Von Georg-Friedrich Kühn | 03.07.2006
    War das als ironischer Kommentar gemeint vorweg? Windgott Aeolus als Karnevalsprinz kommt herein geweht mit dem ganzen Götterzirkus. Er soll endlich die Backen plustern, die Windmaschine auf Sturm stellen, damit die bösen Trojaner, vornweg Aeneas, nicht ungestraft entkommen, fordert die stierhörnige Juno.

    Einen glücklicheren Abgang nach seiner 15-jährigen Amtszeit hätte man dem Stuttgarter Intendanten Klaus Zehelein schon gewünscht. Die "Uraufführung" einer Oper von königlich schwedischer Protektion aus dem späten 18.Jahrhundert in der Regiepranke von Peter Konwitschny war angesagt.

    "Aeneas in Karthago" von Joseph Martin Kraus, einem Komponisten des Sturm und Drang, der beim theaterbegeisterten Schwedenkönig Gustav III sein Glück machte. Mit einem neuen, mit allen Raffinessen der Zeit ausgestatteten Opernhaus wollte Gustav sich in die Geschichte einschreiben. Ein großes Sujet musste her. Der König entwarf selbst das Libretto.

    Doch es ist vor allem weitschweifig, umständlich, selbstgefällig. Die vollständige Oper – sie hätte um die fünf Stunden gedauert – wurde nie aufgeführt, nur eine Bearbeitung sieben Jahre nach dem Tod des Königs und auch des Komponisten. "Aeneas in Karthago" ist eher eine politische Proklamation. Dido, der Karthagerkönigin, werden da des Schweden-Königs eigene Absichten über Friedenswillen aber auch Kampfbereitschaft in den Mund gelegt.

    Die Musik des aus dem Odenwald stammenden Komponisten Kraus wartet auf mit viel Gluckschem Tremolo-Pathos und wechselt unvermittelt in rokokohafte Lieblichkeit. Dabei sind die stimmlichen Ansprüche zumal an die Partie der Dido gewaltig.

    Die Aufführung in Stuttgart ist nun auch szenisch ein Torso. Regisseur Konwitschny musste krankheitshalber nach gut zwei Wochen die Probenarbeit abgeben. Was seine Assistenten und Intendant Zehelein als Supervisor aus dem Material machten, ist achtbar aber lückenhaft.

    Pfiffige Einfälle gibt es durchaus. Etwa die vielfältige Arbeit mit Puppen oder das Schifflein-Versenken im Prolog, wenn aus einem Trog Segel herauslugen und hinterher die ganze Mannschaft dem "Meer" entsteigt. Auch die Hochzeit der Lebensabschnitts-Partner Aeneas und Dido, wenn ihnen die jeweiligen Volksgruppen Geschenk-Krimskrams in solchen Mengen abliefern, dass die Helfer mit dem Entsorgen gar nicht nachkommen.

    Oder auch das Schlussbild, wenn die Bühne zum Jubeln sich füllt mit Asterix- und Obelix-Kriegern, die zum Sturm auf Rom rüsten. Allerdings erinnert gerade das Schlussbild der Bühn von Hans-Joachim Schlieker doch auch an eine sehr viel ambitioniertere Inszenierung des gleichen Stoffs – Berlioz’ "Trojaner" –, die Zehelein vor vielen Jahren in Frankfurt als Dramaturg mit verantwortete.

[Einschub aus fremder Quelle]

PR #760, opened 2017-04-18
Fixed type of the first plaintextSegments test

icyrockcom:
The test case for the first `plaintextSegments` test case had a wrong type (string vs. array).

Let me know how it looks.


icyrockcom:
Thanks @petertseng!

PR #772, opened 2017-05-05
phone-number: Remove test using malformed input.

Insti:
> Your task is to clean up differently formated telephone numbers by removing punctuation and the country code (1) if present.

Letters are not punctuation and this is not primarily a string parsing exercise.
So remove the test using `1a2b3c4d5e6f7g8h9i0j` as input.


Insti:
Thanks for the reviews. :+1:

    Den Hautgout dieser königlichen Politshow, von Gustav später noch getoppt in einem Theaterstück zum Krieg gegen Russland, kann diese Aufführung nicht tilgen. Dafür hätte es einer sehr viel filigraneren Ausarbeitung des Regie-Konzepts bedurft.

    Neuigkeitswert hatte die Methode politischer Selbstdarstellung übrigens damals auch nicht. Gustav kopierte seinen Onkel, den Preußenkönig Friedrich II, der sein militärisches Credo um 1750 ebenfalls in ein Opernlibretto goss und es von Hofkapellmeister Graun vertonen ließ: "Montezuma".

    In Stuttgart sind auch die sängerischen Leistungen nicht gerade berauschend. Martina Serafin benötigt einige Zeit, um ihre Stimme für die ins Dramatische strebende Partie der Dido zu polieren. Dominik Wortig ist ein nicht gerade kampferpichter Aeneas. Am Pult kämpft Lothar Zagrosek immer wieder mit der Koordination von Bühne und Orchester.

    Am Ende gab’s auch kräftige Buhs. Man wohnte einem musikhistorisch interessanten Abend bei; der "schwedische Mozart" aber, als der Kraus angepriesen wurde, blieb nebulös. Eine sehr viel eindrucksvollere Bearbeitung des gleichen Stoffs zur gleichen Zeit hätte der u.a. in Mannheim ausgebildete Komponist schon dort studieren können.